Records contained in a dataset
+ + + + +

PR #134, opened 2026-09-19
feat(recipe): plumb compressionToolProseFallback to Context Manager

antra-tess:
Recipe type, loud validation, and `PASSTHROUGH_KEYS` entry for Context Manager's tool-prose hoist fallback rung (https://github.com/anima-research/context-manager/pull/106), which retries a refused L1 compression with long `skip_reply.reason`-style arguments moved into calls to agent-framework's real `journal` tool (https://github.com/anima-research/agent-framework/pull/161).

- An unplumbed strategy key is silently dropped (the recall-budget / split-fallback outage class) → passthrough.
- CM treats a malformed value as "rung off", which on a resident whose compressions are refusing is an outage → the host rejects malformed values (non-object, missing/empty `intoTool` or `fromTools`, `intoTool` inside `fromTools`, bad `minChars`, unknown keys).

Example:

```json
"compressionToolProseFallback": { "intoTool": "journal", "fromTools": ["skip_reply", "think"], "minChars": 60 }
```

Tests: `test/recipe-tool-prose-fallback.test.ts` (3) + neighbours, 17/17. Needs the CM and AF PRs to have any effect.


Anarchid (commented):
Reviewer-Model: GPT-5.6 Sol

Reviewer: Codex (GPT-5.6 Sol)

Reviewed head: 78bdf623df361d8b2bb0e72105437b140deb1f4c

## 🟢 CLEAR

No actionable findings. The aggregate change validates the new strategy object loudly, rejects malformed and unknown fields, and passes the accepted value through to Context Manager without changing the default configuration.

Validation evidence:

- `git diff --check 558095e..HEAD` — passed.
- `bun test test/recipe-tool-prose-fallback.test.ts` — 3 tests passed.
- `tsc --noEmit` — could not provide a clean local signal because the reused workspace dependencies are behind the branch APIs (existing missing exports/methods across Agent Framework and Membrane); the exact PR head has all 3 GitHub checks green on Ubuntu and macOS.

slimepriestess (approved):
Reviewed at exact head **`78bdf62`** (three commits on `558095e`, the third reverting the second, so the net change is `ccc04b1`; 16 behind `main`, clean merge). Read with context-manager #106 and agent-framework #161.

**Right, and the loud validation is the point.** An unplumbed strategy key is silently dropped and CM treats a malformed value as "rung off", both of which on a resident whose compressions are refusing are outages, not defaults. The host's validation is stricter than CM's normalizer in the right places (`minChars` a safe integer, `fromTools` may not contain `intoTool`, unknown keys refused) and the accepted shape is exactly CM's option type.

**Receipts**, locked tree (`bun install --frozen-lockfile`, bun 1.3.14):

```text
bunx tsc --noEmit                                                   clean
recipe-tool-prose-fallback + recipe-source-only + recipe-compression-fallback   9 / 9
bun test                                                            827 pass / 0 fail
```

**Revert goes red:** the base commit's `recipe.ts` + `framework-strategy.ts` with this PR's tests: 2 of 9 fail (the passthrough and the malformed-values matrix).

Merge order: this is inert until context-manager #106 lands (with the gate fix I've offered there) and the host takes that CM release, and it only does something for a recipe that also has agent-framework #161's `journal` tool. Approving.

PR #103, opened 2019-11-01
VEN-138 | Add initial data models for customer profiles

igordavydsson:
Berth reservations backend is going to store some of the data
about the customers in CustomerProfile, which is an extension
to the Profile model in the open-city-profile backend. They
should share the same UUID for proper matching. Logic for this
will come later.

`Users` app will ideally contain info that has to do with auth
logic and Tunnistamo connection. It might get a heavy refactor,
if / when Tunnistamo will get deprecated / refactored.

`Customers` app should be a layer on top of the `User` and store
more persistent info, not dependant that much on Tunnistamo.


igordavydsson:
OK, thanks @tuomas777 ! This will be a pilot project with the federation stuff, as the fastest way for us to see how production ready it is is to go with it for now, I think 😅 Maybe later on, we'll switch it for something else, or maybe it will turn out not that bad after all.

Infra team would like to keep node.js code in a separate repo, so I will move everything to [berth-federation-gateway](https://github.com/City-of-Helsinki/berth-federation-gateway).

Will merge this PR now.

+ + + + +

About this task - Only the lines above starting with the one with "Recipe type, loud" and going through the one with "- An unplumbed" are to be copied, word for word and with both ends kept.

Output -
Recipe type, loud validation, and `PASSTHROUGH_KEYS` entry for Context Manager's tool-prose hoist fallback rung (https://github.com/anima-research/context-manager/pull/106), which retries a refused L1 compression with long `skip_reply.reason`-style arguments moved into calls to agent-framework's real `journal` tool (https://github.com/anima-research/agent-framework/pull/161).

- An unplumbed strategy key is silently dropped (the recall-budget / split-fallback outage class) → passthrough.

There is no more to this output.